Once established the wildflower will be cut twice a year; one late summer cut after flowering and a second cut in autumn.
Landscaping works to create a wildflower meadow are planned to commence soon at Saintbridge Dry Basin. The following plan indicates the proposed layout:
Short mown paths are to be cut following current desire lines that are intended to continue to allow users to walk around the flood basin.
We are pleased to announce that works are able to start at these sites following the on-going Covid-19 restrictions. Appleton Way and Barnwood Park are scheduled to start this month. Site notices have been put up and a localised letter drop was carried out to keep residents informed.
Drawings for Appleton Way are presented below.

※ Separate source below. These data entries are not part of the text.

PR #1025, opened 2019-03-05
Adds HTTP TaskTimeouts

naveenchlsn:
1) Adds ReadTimeout and connection timeout to HTTP Tasks. 
     We take the parameters from HTTP input. If they are not present,  then timeouts from config are used. 
2) I have removed the input parameter in the RestManager.getClient method as it is an unused parameter. 
3)  RestManager.getClient uses threadlocal to create clients as we are modying the client object from various threads currently.

### DIFF
--- a/contribs/src/main/java/com/netflix/conductor/contribs/http/RestClientManager.java
+++ b/contribs/src/main/java/com/netflix/conductor/contribs/http/RestClientManager.java
@@ -47,7 +47,7 @@ public class RestClientManager {
 		this.defaultConnectTimeout = config.getIntProperty(HTTP_TASK_CONNECT_TIMEOUT, DEFAULT_CONNECT_TIMEOUT);
 	}
 
-	public Client getClient() {
+	public Client getClient(Input input) {
 		Client client = threadLocalClient.get();
 		client.setReadTimeout(defaultReadTimeout);
 		client.setConnectTimeout(defaultConnectTimeout);
--- a/contribs/src/main/java/com/netflix/conductor/contribs/http/RestClientManager.java
+++ b/contribs/src/main/java/com/netflix/conductor/contribs/http/RestClientManager.java
@@ -18,6 +18,7 @@
  */
 package com.netflix.conductor.contribs.http;
 
+import com.netflix.conductor.core.config.Configuration;
 import javax.inject.Singleton;
 
 import com.netflix.conductor.contribs.http.HttpTask.Input;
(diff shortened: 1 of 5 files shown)


contribs/src/main/java/com/netflix/conductor/contribs/http/RestClientManager.java
```diff
@@ -30,9 +31,27 @@
...
+	private final int defaultReadTimeout;
+	private final int defaultConnectTimeout;
+
+	public RestClientManager(Configuration config) {
+		this.threadLocalClient = ThreadLocal.withInitial(()->Client.create());
+		this.defaultReadTimeout =config.getIntProperty(HTTP_TASK_READ_TIMEOUT, DEFAULT_READ_TIMEOUT);
+		this.defaultConnectTimeout = config.getIntProperty(HTTP_TASK_CONNECT_TIMEOUT, DEFAULT_CONNECT_TIMEOUT);
 	}
+
+	public Client getClient() {
```
kishorebanala: The Input parameter is actually useful in switching between the clients provided based on input. For eg: Returning client with vipAddress vs client with URL. We'll change this to interface to make it clear. But, please add it back for now to maintain backwards compatibility with existing implementations.

contribs/src/main/java/com/netflix/conductor/contribs/http/RestClientManager.java
```diff
@@ -30,9 +31,27 @@
...
+	static final String HTTP_TASK_READ_TIMEOUT = "http.task.read.timeout";
+	static final String HTTP_TASK_CONNECT_TIMEOUT = "http.task.connect.timeout";
+
+
+	private final ThreadLocal<Client> threadLocalClient;
+	private final int defaultReadTimeout;
+	private final int defaultConnectTimeout;
+
+	public RestClientManager(Configuration config) {
+		this.threadLocalClient = ThreadLocal.withInitial(()->Client.create());
```
kishorebanala: Given this class is Singleton, not sure how ThreadLocal is helpful here.

naveenchlsn: We are mutating the Client object in the HttpTask.java, httpCall method. As this method can be called from multiple threads, I have tried to make the Client object threadlocal. Please let me know if I am missing something.

contribs/src/main/java/com/netflix/conductor/contribs/http/RestClientManager.java
naveenchlsn: I have added the input parameter back.

contribs/src/main/java/com/netflix/conductor/contribs/http/RestClientManager.java
naveenchlsn: @kishorebanala  Can you please let me know your thoughts.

Following comments from the public we have now reduced the coverage of the wildflower meadow in Barnwood Park. The area under the existing rugby posts will be approximately 60m² of amenity grass.
Porchester Road area is scheduled to mid June. The aims of the works here are to reduce the risk of flooding by creating swales to aid with the highway drainage and improve the habitat for wildlife and pollinators with the introduction of wildflower meadow, bird boxes and native bulb and tree planting.
The latest drawings for Porchester Road are below.
Here are answers to the most common questions asked about the Urban Greening project at Barnwood Park.
Will there be open grass areas? A large area surrounding the existing rugby posts is to be retained as 'amenity grass' with the overall wildflower meadow cut short twice a year.
Are any paths being kept? Within the wildflower meadow we will provide several mown paths that replicate the current routes and desire lines observed on site.
Will we be able to bring our dogs? There are no plans to exclude dogs from the basin site. The proposal provides a much more interesting, varied and pleasant landscape that will improve everyone's visit, including dogs.
In this month we will be carrying out localised tree and vegetation clearance works across the various sites. The following sketch shows the proposed works for the Barnwood Park site that comprises wildflower meadow and wetland habitat creation. Two new benches are proposed to allow visitors to take in the dramatic colours of the meadows when they are in full bloom.
Design of the other sites is still underway, drawings will be posted as soon as they become available.
Design work for all these sites is currently underway. When ready, details will be posted on here.